Each line starting at the one that contains "PR #1279, opened 2020-03-29" and ending at the one that contains "- will run without" must be returned exactly, and the rest of the listing is left out.

RECORDED DATA:

--- --- ---

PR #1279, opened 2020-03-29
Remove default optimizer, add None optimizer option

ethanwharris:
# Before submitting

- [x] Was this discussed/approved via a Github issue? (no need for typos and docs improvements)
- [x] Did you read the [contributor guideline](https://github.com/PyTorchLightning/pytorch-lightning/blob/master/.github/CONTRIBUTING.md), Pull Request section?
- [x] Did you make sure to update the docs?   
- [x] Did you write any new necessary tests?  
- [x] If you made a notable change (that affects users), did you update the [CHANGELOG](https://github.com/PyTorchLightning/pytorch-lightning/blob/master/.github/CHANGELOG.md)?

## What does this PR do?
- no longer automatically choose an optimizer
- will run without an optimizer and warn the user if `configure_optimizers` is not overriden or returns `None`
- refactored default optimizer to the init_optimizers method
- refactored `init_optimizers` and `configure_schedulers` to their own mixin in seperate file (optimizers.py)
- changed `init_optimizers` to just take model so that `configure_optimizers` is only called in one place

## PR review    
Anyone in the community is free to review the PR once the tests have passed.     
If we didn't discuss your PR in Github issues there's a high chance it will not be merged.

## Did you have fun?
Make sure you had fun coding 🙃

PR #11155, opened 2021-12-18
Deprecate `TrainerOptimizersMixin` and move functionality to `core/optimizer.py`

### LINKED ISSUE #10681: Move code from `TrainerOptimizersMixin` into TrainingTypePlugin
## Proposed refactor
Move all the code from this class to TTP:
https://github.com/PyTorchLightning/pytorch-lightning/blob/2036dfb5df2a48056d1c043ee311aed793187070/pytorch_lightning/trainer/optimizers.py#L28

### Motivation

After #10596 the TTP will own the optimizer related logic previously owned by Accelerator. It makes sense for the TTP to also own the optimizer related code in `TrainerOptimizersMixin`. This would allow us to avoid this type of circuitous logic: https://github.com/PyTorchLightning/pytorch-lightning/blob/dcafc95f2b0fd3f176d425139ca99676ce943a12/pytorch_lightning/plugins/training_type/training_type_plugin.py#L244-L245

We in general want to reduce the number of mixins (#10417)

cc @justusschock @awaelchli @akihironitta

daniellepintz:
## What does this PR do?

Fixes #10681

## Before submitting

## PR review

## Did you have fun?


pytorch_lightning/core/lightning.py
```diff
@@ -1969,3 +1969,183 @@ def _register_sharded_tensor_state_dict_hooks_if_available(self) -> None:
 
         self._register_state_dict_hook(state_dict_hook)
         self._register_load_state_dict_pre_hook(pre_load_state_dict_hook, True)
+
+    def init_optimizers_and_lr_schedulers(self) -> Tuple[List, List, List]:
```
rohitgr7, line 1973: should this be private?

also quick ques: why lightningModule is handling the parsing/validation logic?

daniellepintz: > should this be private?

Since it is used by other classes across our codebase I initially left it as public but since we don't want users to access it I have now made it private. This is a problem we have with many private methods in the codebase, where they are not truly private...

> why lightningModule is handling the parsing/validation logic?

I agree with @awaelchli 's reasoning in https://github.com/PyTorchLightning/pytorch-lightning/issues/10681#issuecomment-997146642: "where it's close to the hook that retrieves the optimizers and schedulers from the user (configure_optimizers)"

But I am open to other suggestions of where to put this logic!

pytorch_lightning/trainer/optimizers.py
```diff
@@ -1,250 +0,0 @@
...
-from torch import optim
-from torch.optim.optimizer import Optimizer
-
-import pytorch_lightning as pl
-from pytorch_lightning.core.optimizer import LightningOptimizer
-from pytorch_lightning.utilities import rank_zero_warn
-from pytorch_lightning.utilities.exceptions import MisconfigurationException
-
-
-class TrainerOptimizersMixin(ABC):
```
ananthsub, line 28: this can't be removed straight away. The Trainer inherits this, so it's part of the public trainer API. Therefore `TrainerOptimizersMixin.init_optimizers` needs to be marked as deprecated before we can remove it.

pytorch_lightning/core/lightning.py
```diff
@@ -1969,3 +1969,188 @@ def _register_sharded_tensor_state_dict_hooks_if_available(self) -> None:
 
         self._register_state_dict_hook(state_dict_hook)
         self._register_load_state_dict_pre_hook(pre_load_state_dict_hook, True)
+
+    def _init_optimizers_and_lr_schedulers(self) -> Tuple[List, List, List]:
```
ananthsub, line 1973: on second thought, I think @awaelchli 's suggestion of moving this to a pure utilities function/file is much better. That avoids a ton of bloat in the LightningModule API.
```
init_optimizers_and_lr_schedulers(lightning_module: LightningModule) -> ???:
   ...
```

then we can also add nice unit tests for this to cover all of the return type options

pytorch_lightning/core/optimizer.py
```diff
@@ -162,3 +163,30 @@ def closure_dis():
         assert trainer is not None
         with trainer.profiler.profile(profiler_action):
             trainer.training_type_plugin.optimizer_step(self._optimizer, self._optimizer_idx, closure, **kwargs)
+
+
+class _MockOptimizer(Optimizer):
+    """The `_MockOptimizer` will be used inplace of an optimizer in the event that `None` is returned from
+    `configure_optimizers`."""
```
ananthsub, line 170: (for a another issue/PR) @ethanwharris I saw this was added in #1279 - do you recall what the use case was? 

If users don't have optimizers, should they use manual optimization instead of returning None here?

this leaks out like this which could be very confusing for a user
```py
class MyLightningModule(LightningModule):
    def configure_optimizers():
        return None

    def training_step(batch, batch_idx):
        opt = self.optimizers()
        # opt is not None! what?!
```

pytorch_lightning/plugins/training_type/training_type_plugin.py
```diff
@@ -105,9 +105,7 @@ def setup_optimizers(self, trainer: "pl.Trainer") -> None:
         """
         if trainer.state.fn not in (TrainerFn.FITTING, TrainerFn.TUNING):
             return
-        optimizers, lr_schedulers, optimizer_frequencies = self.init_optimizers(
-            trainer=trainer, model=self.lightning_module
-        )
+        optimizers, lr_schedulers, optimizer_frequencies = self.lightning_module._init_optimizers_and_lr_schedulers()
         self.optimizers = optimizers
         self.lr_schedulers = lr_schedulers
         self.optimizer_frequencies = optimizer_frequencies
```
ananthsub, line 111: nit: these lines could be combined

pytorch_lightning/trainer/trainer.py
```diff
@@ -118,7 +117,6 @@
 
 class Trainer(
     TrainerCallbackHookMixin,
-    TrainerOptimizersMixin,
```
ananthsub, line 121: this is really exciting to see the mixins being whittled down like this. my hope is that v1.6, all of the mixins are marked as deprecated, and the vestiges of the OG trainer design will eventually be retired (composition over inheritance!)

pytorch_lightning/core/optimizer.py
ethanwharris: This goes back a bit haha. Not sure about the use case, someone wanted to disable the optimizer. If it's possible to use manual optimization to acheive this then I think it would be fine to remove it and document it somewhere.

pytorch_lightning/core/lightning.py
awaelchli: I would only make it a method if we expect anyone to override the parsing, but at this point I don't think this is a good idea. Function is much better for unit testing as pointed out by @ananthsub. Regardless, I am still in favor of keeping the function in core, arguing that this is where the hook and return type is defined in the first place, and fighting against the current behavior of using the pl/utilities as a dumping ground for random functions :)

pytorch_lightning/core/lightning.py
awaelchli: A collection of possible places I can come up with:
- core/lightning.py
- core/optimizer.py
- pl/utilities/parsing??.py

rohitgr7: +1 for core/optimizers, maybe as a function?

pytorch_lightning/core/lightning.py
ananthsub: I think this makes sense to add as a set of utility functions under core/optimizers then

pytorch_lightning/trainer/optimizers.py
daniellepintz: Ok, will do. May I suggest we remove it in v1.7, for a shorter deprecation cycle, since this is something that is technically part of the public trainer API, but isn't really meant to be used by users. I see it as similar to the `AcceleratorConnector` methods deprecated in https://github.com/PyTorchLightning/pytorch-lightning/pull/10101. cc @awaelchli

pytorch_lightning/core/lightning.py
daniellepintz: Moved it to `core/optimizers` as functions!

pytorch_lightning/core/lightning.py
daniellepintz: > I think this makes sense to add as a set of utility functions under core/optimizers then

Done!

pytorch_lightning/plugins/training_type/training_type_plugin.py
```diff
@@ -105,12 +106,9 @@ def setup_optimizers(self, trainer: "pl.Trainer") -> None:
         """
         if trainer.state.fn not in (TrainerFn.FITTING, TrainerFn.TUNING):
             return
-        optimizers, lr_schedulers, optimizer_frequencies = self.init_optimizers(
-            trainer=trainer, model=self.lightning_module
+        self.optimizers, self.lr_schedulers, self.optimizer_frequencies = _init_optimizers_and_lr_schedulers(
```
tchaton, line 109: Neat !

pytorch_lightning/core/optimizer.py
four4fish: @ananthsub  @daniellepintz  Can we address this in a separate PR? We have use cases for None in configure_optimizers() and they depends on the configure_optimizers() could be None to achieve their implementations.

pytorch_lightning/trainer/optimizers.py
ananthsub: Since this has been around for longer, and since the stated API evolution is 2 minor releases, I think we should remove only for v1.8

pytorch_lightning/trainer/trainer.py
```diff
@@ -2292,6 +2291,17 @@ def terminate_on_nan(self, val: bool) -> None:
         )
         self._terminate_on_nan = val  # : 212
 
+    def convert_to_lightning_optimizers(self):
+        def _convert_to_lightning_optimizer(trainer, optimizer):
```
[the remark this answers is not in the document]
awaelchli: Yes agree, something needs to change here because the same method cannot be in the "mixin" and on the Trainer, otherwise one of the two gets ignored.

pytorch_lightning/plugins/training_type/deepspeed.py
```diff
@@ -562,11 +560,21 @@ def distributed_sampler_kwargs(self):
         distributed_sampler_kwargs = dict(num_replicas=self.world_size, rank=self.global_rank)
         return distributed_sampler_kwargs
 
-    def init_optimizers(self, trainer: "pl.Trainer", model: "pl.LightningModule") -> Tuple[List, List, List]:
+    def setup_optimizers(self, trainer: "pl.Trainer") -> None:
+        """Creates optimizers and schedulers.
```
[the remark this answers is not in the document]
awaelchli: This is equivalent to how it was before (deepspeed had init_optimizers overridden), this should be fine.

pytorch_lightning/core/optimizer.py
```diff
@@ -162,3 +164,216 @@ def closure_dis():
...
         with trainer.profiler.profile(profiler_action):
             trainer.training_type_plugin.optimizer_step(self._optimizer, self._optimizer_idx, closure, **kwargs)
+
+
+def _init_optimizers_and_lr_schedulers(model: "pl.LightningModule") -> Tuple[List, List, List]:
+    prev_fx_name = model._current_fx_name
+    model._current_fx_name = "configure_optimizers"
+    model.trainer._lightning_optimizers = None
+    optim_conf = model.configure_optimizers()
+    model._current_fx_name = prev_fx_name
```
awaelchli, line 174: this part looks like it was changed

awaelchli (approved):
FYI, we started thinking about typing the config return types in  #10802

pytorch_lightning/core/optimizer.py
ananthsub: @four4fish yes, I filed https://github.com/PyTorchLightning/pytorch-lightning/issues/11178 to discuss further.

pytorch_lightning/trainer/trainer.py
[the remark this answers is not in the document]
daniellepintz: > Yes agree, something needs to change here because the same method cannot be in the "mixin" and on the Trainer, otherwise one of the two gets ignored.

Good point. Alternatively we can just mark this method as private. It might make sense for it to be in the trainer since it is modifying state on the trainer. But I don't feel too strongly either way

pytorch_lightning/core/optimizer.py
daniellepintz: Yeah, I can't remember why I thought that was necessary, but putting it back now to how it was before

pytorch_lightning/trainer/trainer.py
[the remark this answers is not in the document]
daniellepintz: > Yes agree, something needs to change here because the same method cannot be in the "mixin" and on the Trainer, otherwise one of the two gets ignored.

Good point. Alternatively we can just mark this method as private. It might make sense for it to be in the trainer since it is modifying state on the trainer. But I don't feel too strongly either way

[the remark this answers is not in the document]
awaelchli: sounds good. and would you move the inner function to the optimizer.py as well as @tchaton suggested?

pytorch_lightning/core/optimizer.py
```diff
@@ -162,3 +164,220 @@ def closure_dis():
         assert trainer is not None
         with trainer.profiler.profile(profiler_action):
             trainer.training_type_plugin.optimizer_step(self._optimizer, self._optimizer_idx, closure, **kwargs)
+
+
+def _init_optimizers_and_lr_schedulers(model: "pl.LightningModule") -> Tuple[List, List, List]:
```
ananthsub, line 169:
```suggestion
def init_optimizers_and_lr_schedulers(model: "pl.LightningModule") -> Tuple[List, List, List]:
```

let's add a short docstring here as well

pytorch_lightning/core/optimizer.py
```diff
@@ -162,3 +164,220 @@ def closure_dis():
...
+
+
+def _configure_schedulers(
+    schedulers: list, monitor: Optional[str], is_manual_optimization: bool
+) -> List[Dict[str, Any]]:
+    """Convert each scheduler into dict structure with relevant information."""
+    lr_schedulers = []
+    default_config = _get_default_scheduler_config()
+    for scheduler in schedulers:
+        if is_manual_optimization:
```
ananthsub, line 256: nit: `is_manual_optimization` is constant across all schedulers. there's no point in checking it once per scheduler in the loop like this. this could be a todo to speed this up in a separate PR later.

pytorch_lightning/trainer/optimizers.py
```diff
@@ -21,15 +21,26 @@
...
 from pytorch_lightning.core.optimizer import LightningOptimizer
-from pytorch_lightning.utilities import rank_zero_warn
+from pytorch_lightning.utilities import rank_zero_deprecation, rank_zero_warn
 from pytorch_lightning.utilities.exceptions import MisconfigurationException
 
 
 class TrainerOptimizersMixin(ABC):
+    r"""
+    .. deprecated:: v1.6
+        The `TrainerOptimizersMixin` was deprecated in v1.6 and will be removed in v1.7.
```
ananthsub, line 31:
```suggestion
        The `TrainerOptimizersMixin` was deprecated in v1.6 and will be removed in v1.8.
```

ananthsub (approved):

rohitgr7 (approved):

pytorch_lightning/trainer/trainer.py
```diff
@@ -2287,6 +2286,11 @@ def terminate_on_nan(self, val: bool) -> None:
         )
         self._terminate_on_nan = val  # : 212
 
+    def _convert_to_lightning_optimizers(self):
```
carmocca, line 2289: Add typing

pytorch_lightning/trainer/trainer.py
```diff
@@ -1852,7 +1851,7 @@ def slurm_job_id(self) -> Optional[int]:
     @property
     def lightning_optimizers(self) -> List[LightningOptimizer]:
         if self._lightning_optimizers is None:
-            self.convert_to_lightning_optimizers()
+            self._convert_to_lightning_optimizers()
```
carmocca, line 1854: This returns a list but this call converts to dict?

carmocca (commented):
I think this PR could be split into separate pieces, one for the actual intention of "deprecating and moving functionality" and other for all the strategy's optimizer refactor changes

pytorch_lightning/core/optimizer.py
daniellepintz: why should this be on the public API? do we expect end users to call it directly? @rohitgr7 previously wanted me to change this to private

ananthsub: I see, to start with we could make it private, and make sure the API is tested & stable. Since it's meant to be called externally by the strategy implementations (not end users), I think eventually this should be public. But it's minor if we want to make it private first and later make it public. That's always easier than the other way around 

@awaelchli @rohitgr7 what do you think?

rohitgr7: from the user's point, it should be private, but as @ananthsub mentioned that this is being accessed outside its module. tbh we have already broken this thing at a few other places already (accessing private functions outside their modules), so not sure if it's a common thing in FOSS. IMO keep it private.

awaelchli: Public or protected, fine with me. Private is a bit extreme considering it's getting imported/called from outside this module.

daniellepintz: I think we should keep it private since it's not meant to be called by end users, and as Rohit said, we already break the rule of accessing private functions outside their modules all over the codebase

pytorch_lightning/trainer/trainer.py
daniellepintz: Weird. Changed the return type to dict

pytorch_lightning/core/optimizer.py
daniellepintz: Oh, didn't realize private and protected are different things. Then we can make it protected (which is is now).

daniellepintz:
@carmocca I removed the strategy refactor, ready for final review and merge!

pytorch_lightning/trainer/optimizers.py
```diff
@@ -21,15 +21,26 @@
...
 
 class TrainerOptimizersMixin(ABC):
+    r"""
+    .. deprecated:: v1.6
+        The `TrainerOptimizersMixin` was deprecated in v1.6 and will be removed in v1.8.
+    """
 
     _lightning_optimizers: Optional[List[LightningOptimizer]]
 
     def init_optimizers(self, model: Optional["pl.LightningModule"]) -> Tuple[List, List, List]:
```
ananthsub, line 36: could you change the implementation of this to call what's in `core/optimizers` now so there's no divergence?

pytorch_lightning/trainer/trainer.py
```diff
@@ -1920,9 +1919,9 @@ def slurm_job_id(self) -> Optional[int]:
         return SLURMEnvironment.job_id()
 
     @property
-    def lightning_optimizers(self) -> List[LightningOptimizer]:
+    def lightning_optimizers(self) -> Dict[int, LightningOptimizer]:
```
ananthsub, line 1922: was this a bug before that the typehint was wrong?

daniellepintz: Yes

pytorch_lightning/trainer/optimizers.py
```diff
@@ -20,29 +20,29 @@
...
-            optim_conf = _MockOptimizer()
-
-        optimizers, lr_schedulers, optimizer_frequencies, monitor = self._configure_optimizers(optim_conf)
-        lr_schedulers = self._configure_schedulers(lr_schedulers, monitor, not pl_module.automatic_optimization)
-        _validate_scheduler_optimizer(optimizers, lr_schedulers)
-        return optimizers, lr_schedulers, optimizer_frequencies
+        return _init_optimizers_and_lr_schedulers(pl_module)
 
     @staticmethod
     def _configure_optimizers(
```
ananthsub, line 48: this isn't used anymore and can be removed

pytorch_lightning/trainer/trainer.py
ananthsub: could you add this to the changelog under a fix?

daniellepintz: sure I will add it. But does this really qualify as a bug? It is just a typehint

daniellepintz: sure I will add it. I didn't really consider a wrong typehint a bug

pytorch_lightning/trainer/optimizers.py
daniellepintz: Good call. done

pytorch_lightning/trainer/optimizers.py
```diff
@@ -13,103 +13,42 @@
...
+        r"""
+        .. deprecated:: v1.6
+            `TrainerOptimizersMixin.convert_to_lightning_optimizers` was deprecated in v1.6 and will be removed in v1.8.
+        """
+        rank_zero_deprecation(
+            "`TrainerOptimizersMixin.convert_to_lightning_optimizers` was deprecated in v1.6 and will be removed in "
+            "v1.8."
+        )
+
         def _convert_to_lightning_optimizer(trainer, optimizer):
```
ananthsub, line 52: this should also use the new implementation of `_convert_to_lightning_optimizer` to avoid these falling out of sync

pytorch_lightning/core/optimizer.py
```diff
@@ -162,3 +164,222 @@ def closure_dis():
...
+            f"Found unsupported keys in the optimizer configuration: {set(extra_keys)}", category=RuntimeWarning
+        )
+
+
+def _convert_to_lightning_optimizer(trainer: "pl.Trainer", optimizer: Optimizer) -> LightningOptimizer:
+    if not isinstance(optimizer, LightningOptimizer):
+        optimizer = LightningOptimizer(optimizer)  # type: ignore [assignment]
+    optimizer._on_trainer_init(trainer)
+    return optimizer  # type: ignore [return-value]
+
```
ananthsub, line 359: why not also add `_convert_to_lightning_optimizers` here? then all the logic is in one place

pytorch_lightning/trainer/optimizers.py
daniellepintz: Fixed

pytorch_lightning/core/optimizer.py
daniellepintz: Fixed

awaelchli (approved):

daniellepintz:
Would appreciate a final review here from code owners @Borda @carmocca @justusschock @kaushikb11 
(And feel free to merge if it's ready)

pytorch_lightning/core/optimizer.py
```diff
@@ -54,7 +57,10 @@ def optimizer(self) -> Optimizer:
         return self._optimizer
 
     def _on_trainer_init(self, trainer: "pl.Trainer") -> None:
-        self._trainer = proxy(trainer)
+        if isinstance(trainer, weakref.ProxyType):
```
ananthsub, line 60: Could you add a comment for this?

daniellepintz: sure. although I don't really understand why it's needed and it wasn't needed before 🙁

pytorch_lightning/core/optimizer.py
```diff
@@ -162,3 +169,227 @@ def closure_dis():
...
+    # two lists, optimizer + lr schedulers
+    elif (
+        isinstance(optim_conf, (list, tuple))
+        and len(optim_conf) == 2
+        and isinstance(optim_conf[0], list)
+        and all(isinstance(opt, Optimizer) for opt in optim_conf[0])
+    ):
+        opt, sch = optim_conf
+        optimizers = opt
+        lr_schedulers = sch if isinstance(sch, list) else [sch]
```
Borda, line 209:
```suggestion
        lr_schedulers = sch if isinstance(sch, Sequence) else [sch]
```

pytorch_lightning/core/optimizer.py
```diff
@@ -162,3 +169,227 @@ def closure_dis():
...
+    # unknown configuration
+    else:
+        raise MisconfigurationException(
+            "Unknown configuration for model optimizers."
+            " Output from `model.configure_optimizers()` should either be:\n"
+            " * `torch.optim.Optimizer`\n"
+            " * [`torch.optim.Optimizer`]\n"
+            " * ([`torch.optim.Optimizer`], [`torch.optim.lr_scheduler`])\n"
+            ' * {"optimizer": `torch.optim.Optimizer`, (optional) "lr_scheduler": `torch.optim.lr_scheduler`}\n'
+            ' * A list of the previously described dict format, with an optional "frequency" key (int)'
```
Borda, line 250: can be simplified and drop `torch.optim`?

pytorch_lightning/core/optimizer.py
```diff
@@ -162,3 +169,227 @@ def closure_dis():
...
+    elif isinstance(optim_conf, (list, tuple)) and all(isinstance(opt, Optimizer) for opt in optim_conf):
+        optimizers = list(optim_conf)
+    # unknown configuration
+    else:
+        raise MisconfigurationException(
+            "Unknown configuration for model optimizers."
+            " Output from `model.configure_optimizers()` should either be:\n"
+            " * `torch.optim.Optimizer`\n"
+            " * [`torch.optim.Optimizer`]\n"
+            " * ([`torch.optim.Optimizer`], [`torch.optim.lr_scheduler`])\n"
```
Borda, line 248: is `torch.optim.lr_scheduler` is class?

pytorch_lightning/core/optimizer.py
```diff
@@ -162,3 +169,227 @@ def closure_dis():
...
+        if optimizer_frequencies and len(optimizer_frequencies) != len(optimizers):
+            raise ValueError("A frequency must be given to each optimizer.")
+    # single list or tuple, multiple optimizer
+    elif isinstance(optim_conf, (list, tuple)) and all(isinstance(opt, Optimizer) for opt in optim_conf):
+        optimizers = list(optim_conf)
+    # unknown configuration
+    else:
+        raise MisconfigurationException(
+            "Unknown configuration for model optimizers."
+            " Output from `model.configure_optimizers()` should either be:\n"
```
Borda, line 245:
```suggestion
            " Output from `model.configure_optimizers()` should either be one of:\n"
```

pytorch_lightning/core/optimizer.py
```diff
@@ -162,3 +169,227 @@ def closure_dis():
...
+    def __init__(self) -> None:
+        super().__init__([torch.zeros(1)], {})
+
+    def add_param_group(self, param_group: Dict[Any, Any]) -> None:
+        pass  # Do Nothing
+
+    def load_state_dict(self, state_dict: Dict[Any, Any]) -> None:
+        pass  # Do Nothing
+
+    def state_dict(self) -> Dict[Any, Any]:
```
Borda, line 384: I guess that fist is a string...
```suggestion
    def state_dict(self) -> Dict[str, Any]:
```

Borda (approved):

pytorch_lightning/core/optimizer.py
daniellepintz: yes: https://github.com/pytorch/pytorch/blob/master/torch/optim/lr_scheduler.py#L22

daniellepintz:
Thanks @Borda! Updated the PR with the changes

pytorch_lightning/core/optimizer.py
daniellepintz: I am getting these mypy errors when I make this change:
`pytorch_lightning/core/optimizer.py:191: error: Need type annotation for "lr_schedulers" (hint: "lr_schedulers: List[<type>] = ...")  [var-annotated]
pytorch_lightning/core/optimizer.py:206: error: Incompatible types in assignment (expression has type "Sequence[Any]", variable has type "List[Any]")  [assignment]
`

--- --- ---

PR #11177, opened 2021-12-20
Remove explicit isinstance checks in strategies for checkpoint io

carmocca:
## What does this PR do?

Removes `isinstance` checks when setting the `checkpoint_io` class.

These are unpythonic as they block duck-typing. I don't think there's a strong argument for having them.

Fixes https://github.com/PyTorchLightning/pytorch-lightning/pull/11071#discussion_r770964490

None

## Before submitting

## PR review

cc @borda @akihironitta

--- --- ---

ANSWER BELOW:
PR #1279, opened 2020-03-29
Remove default optimizer, add None optimizer option

ethanwharris:
# Before submitting

- [x] Was this discussed/approved via a Github issue? (no need for typos and docs improvements)
- [x] Did you read the [contributor guideline](https://github.com/PyTorchLightning/pytorch-lightning/blob/master/.github/CONTRIBUTING.md), Pull Request section?
- [x] Did you make sure to update the docs?   
- [x] Did you write any new necessary tests?  
- [x] If you made a notable change (that affects users), did you update the [CHANGELOG](https://github.com/PyTorchLightning/pytorch-lightning/blob/master/.github/CHANGELOG.md)?

## What does this PR do?
- no longer automatically choose an optimizer
- will run without an optimizer and warn the user if `configure_optimizers` is not overriden or returns `None`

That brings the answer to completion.